NationNewsCommentaryALL AH WE IS ONE: Union obituary

ALL AH WE IS ONE: Union obituary

Last week, Barbadians witnessed first-hand the self-negation of the trade union movement. In the midst of a critically defining moment, it became clear that nearly three decades of neo-liberal conditioning had rendered the union movement fangless.  
Thus, at a time which called for robust resistance, neo-liberal assumptions about the necessity of private sector leadership, the need for “partnership” and the false assumption of the commonality of interest between labour and capital have trapped the unions in a condition of helplessness. 
The blame for this defeat, however, lies not in any objective development of capitalist supremacy, since capitalism is in deep crisis, but in the intellectual weakness of the union leadership. 
Whereas “partnership” and compromise were necessary tactical responses in the period of reversal in the 1980s, one error of the Barbadian labour movement has been to make the tactic of compromise a permanent principle. A particular has therefore been transformed into a universal. What folly!
This error is manifested in the tendency by Barbadian labour to be led too much by capital in the definition of its purpose and mission, rather than by workers’ interests. Just see how the Labour Day celebrations have been hijacked by capital, with marches being led and sponsored by key employer groups, and with the tired message of the need for unity between labour and capital becoming the constant refrain from the lips of opportunistic unionists, some metamorphosed as party officials and friends of capital.
The error is also seen in the false identification with one political party as being pro-labour and the other as being pro-private sector.

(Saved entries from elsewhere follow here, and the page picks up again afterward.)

PR #1187, opened 2021-05-02
Add optional k8s-1.20 ceph lane

maya-r:
The ceph lane seems like it uses an old version of kubernetes, let's add an optional lane to check if it's stable, and later switch.


dhiller (commented):
/approve

dhiller (approved):

PR #1190, opened 2021-05-03
Set K8s 1.20 sig-compute lane to run always

enp0s3:
This is a part of an effort to put 1.20 lane as mandatory.
we would like to observe the stability of the lane
and as part of it we will enable the reporting and make
it always run.


dhiller (approved):
/approve

PR #1197, opened 2021-05-05
Include 1.19-sig-compute in reports

fgimenez:
1.19-sig-compute is being executed https://prow.ci.kubevirt.io/?job=periodic-kubevirt-e2e-k8s-1.19-sig-compute but the results are not being reported.

/cc @vatsalparekh @enp0s3 @dhiller 


dhiller (approved):
/approve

This simplistic reading of political realities perhaps led the union movement to tie its fortunes to a promise of “no lay-offs” from one group and to harbour a suspicion of “privatization” from the other. An ideologically grounded labour movement would have seen both parties as servants of capital, which accommodate themselves to social democracy only when capitalism allows. 

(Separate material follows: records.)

PR #1159, opened 2021-04-24
Fixes for prow-deploy

fgimenez:
Signed-off-by: Federico Gimenez <fgimenez@redhat.com>

PR #1201, opened 2021-05-07
Re-enable prow deploy verify step

fgimenez:
With the changes in https://github.com/kubevirt/project-infra/pull/1159, we started using the same manifests for both production and tests, so that the tests actually exercise the infrastructure that is going to be deployed. This broke part of the verification step because we had specific patches for ingress in the testing overlay that were removed and also because on production we don't need to deploy an ingress controller (this is handled by IBM cloud services, previously the testing overlay took care of setting up the ingress controller).

These changes:
* Patch the production ingress to be used in tests
* Include the most recent nginx-ingress controller adapted to kind in molecule tests, installs, and waits for it to be ready
* Reenable the verification step in molecule tests 
* Not related to fixes in tests, reverts a change in `project_infra_root` variable for `prow-workloads` to be able to run on CI env.

/cc @dhiller


github/ci/prow-deploy/kustom/overlays/kubevirtci-testing/resources/ingress-nginx-controller.yaml
```diff
@@ -400,8 +400,15 @@ spec:
...
+      nodeSelector:
+        ingress-ready: 'true'
+        kubernetes.io/os: linux
+      tolerations:
+        - effect: NoSchedule
+          key: node-role.kubernetes.io/master
+          operator: Equal
       serviceAccountName: ingress-nginx
-      terminationGracePeriodSeconds: 300
+      terminationGracePeriodSeconds: 0
```
dhiller, line 411: I figure it's by intent that we are doing a hard stop here?

dhiller (commented):
/lgtm
/approve

One question in line though, being curious  :slightly_smiling_face:

dhiller (approved):

PR #1218, opened 2021-05-13
Deploy prometheus-operator on prow-workloads cluster

fgimenez:
For now prometheus storage is held in memory, once we have the cache node available we can use it instead.

/cc @rmohr @dhiller 


rmohr:
/lgtm
/approve
/hold

fgimenez:
/unhold

All good thanks!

Thus, the union’s instinctive response in the midst of an austerity programme has been to express the belief that the Government will always defend the interests of the workers. They therefore appeared naïve in the extreme when they were caught by surprise by the lay-off decision, since deeper analysis would have treated any “no lay-off” promise as mere political gimmickry.  
Indeed, the naivety continues, given the ongoing search for a compromise or reversal, in a context where the International Monetary Fund bosses have written a more tragic script, and remained on the scene long enough to hear it read as intended.  
The lesson for the unions is that a man cannot serve two masters. 
Unless the interests of workers occupy first place above any other loyalties or ideological assumptions, then the union will continue its slide headlong to the dustbin of history, alongside the spinning wheel and the bronze axe.
• Tennyson Joseph is a political scientist at the University of the West Indies Cave Hill Campus, specializing in regional affairs.